→ Task brief: What is needed here is an exact copy of all the data.

(Stored items)
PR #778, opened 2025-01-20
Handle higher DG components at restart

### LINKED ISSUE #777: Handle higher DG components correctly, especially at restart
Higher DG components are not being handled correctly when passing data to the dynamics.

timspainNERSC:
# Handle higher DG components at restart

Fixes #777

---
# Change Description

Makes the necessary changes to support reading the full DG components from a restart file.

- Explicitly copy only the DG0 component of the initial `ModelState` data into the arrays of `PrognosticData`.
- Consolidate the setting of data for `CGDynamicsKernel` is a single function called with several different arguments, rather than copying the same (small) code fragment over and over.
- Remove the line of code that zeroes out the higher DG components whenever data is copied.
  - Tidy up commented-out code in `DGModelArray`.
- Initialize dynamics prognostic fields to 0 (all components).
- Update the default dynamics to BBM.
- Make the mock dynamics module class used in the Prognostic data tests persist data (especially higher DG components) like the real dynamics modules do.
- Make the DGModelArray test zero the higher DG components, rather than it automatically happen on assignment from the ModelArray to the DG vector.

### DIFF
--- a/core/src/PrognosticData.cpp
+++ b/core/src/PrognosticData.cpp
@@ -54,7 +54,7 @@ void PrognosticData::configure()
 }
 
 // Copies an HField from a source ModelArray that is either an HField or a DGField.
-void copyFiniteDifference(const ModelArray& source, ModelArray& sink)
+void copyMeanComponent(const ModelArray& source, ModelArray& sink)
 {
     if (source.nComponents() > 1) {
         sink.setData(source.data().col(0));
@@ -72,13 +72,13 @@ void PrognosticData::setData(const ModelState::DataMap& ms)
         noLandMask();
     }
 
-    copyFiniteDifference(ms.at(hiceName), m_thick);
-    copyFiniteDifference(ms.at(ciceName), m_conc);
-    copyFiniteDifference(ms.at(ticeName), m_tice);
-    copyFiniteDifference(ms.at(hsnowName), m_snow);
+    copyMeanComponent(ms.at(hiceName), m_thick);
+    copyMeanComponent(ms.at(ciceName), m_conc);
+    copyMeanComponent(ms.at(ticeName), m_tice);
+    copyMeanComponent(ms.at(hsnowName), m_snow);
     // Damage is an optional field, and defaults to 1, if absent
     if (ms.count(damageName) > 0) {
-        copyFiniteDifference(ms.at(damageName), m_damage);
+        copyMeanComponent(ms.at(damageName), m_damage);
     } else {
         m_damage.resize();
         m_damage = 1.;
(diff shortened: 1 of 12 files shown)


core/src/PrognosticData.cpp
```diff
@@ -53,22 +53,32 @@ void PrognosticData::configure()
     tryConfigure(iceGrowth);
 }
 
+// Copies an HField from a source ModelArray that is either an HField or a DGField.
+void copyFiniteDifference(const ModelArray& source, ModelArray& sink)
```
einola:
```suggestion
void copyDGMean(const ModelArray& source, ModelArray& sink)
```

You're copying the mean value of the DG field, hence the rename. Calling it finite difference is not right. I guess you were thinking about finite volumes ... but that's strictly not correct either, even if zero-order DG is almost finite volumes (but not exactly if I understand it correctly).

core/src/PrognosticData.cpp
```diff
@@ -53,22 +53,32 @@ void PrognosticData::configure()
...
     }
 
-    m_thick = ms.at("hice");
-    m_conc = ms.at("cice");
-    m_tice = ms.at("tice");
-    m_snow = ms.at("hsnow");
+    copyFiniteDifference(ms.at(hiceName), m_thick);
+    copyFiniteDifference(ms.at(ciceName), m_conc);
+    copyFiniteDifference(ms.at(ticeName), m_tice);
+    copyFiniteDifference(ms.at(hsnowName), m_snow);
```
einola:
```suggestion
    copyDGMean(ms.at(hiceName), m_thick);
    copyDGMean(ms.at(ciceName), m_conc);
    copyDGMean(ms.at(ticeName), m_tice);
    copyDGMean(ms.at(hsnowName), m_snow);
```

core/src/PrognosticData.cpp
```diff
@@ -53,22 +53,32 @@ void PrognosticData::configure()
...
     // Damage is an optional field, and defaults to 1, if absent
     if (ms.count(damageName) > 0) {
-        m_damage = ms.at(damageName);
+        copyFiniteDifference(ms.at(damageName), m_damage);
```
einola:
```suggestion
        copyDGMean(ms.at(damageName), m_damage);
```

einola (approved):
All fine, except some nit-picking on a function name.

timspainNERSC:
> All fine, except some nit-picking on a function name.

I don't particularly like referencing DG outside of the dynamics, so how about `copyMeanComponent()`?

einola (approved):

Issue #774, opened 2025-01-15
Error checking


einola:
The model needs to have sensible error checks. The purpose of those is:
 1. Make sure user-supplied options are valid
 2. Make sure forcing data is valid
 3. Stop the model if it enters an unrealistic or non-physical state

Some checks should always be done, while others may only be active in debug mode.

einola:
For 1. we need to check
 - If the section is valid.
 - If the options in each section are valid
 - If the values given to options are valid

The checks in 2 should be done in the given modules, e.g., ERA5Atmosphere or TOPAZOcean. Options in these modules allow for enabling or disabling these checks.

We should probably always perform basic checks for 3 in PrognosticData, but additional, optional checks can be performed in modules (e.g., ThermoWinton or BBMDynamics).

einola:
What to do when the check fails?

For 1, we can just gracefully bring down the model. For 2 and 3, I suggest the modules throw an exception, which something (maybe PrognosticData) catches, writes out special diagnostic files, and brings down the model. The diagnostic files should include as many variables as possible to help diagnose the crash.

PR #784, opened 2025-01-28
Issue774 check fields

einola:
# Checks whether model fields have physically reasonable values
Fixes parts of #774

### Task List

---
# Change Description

→ Output of the exercise:
PR #778, opened 2025-01-20
Handle higher DG components at restart

### LINKED ISSUE #777: Handle higher DG components correctly, especially at restart
Higher DG components are not being handled correctly when passing data to the dynamics.

timspainNERSC:
# Handle higher DG components at restart

Fixes #777

---
# Change Description

Makes the necessary changes to support reading the full DG components from a restart file.

- Explicitly copy only the DG0 component of the initial `ModelState` data into the arrays of `PrognosticData`.
- Consolidate the setting of data for `CGDynamicsKernel` is a single function called with several different arguments, rather than copying the same (small) code fragment over and over.
- Remove the line of code that zeroes out the higher DG components whenever data is copied.
  - Tidy up commented-out code in `DGModelArray`.
- Initialize dynamics prognostic fields to 0 (all components).
- Update the default dynamics to BBM.
- Make the mock dynamics module class used in the Prognostic data tests persist data (especially higher DG components) like the real dynamics modules do.
- Make the DGModelArray test zero the higher DG components, rather than it automatically happen on assignment from the ModelArray to the DG vector.

### DIFF
--- a/core/src/PrognosticData.cpp
+++ b/core/src/PrognosticData.cpp
@@ -54,7 +54,7 @@ void PrognosticData::configure()
 }
 
 // Copies an HField from a source ModelArray that is either an HField or a DGField.
-void copyFiniteDifference(const ModelArray& source, ModelArray& sink)
+void copyMeanComponent(const ModelArray& source, ModelArray& sink)
 {
     if (source.nComponents() > 1) {
         sink.setData(source.data().col(0));
@@ -72,13 +72,13 @@ void PrognosticData::setData(const ModelState::DataMap& ms)
         noLandMask();
     }
 
-    copyFiniteDifference(ms.at(hiceName), m_thick);
-    copyFiniteDifference(ms.at(ciceName), m_conc);
-    copyFiniteDifference(ms.at(ticeName), m_tice);
-    copyFiniteDifference(ms.at(hsnowName), m_snow);
+    copyMeanComponent(ms.at(hiceName), m_thick);
+    copyMeanComponent(ms.at(ciceName), m_conc);
+    copyMeanComponent(ms.at(ticeName), m_tice);
+    copyMeanComponent(ms.at(hsnowName), m_snow);
     // Damage is an optional field, and defaults to 1, if absent
     if (ms.count(damageName) > 0) {
-        copyFiniteDifference(ms.at(damageName), m_damage);
+        copyMeanComponent(ms.at(damageName), m_damage);
     } else {
         m_damage.resize();
         m_damage = 1.;
(diff shortened: 1 of 12 files shown)


core/src/PrognosticData.cpp
```diff
@@ -53,22 +53,32 @@ void PrognosticData::configure()
     tryConfigure(iceGrowth);
 }
 
+// Copies an HField from a source ModelArray that is either an HField or a DGField.
+void copyFiniteDifference(const ModelArray& source, ModelArray& sink)
```
einola:
```suggestion
void copyDGMean(const ModelArray& source, ModelArray& sink)
```

You're copying the mean value of the DG field, hence the rename. Calling it finite difference is not right. I guess you were thinking about finite volumes ... but that's strictly not correct either, even if zero-order DG is almost finite volumes (but not exactly if I understand it correctly).

core/src/PrognosticData.cpp
```diff
@@ -53,22 +53,32 @@ void PrognosticData::configure()
...
     }
 
-    m_thick = ms.at("hice");
-    m_conc = ms.at("cice");
-    m_tice = ms.at("tice");
-    m_snow = ms.at("hsnow");
+    copyFiniteDifference(ms.at(hiceName), m_thick);
+    copyFiniteDifference(ms.at(ciceName), m_conc);
+    copyFiniteDifference(ms.at(ticeName), m_tice);
+    copyFiniteDifference(ms.at(hsnowName), m_snow);
```
einola:
```suggestion
    copyDGMean(ms.at(hiceName), m_thick);
    copyDGMean(ms.at(ciceName), m_conc);
    copyDGMean(ms.at(ticeName), m_tice);
    copyDGMean(ms.at(hsnowName), m_snow);
```

core/src/PrognosticData.cpp
```diff
@@ -53,22 +53,32 @@ void PrognosticData::configure()
...
     // Damage is an optional field, and defaults to 1, if absent
     if (ms.count(damageName) > 0) {
-        m_damage = ms.at(damageName);
+        copyFiniteDifference(ms.at(damageName), m_damage);
```
einola:
```suggestion
        copyDGMean(ms.at(damageName), m_damage);
```

einola (approved):
All fine, except some nit-picking on a function name.

timspainNERSC:
> All fine, except some nit-picking on a function name.

I don't particularly like referencing DG outside of the dynamics, so how about `copyMeanComponent()`?

einola (approved):

Issue #774, opened 2025-01-15
Error checking


einola:
The model needs to have sensible error checks. The purpose of those is:
 1. Make sure user-supplied options are valid
 2. Make sure forcing data is valid
 3. Stop the model if it enters an unrealistic or non-physical state

Some checks should always be done, while others may only be active in debug mode.

einola:
For 1. we need to check
 - If the section is valid.
 - If the options in each section are valid
 - If the values given to options are valid

The checks in 2 should be done in the given modules, e.g., ERA5Atmosphere or TOPAZOcean. Options in these modules allow for enabling or disabling these checks.

We should probably always perform basic checks for 3 in PrognosticData, but additional, optional checks can be performed in modules (e.g., ThermoWinton or BBMDynamics).

einola:
What to do when the check fails?

For 1, we can just gracefully bring down the model. For 2 and 3, I suggest the modules throw an exception, which something (maybe PrognosticData) catches, writes out special diagnostic files, and brings down the model. The diagnostic files should include as many variables as possible to help diagnose the crash.

PR #784, opened 2025-01-28
Issue774 check fields

einola:
# Checks whether model fields have physically reasonable values
Fixes parts of #774

### Task List

---
# Change Description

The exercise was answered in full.